At the Farano Center, as many as 40 volunteers take the children for walks and visits to the park. Three of these volunters have become foster parents to AIDS children, and the applications of four others are being considered.
The transitional homes can accommodate only a half-dozen or so children at a time, cared for by an around-the-clock staff.
That leaves hospitals as the only home for many children of AIDS. That is costly not only to them, in terms of childhood joys missed, but also for the state. Each AIDS child's hospital stay costs an average $650 a day because of the extra nursing care and therapy required. This compares, for example, to $240 a day at St. Clare's.
Some of these kids have never played with a dog or felt the sunshine.
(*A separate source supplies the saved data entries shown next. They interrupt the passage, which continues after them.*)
PR #180, opened 2021-02-03
Fix random-search

richardliaw:
Random search with tune search spaces currently fails to produce multiple trials.


Yard1 (approved):
All it needed was that one line? Nice, hah

Yard1:
BTW. The issue with ConfigSpace is something I have experienced locally in a different project as well. Not sure what needs to be done to fix it.

Issue #186, opened 2021-03-02
[bug] TuneSearchCV with hyperopt raise an error with sklearn.RandomForestClassifier


mariesosa:
# Describe the bug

"Everything is a sense of wonder or awe for these children," said Sister Maureen Joyce, who runs the Farano Center. "I was planting some flowers and brought kids out with me. They sat and felt the grass. I had them help me plant flowers. They were so excited."
Mrs. Zealand recalled a 4-year-old whose only playground was the corridors of the hospital until she moved into St. Clare's.
"I can't begin to tell you the experiences she had, swinging on the swings in the backyard, going to the parks and the playground," said Mrs. Zealand. "These are the things all kids need."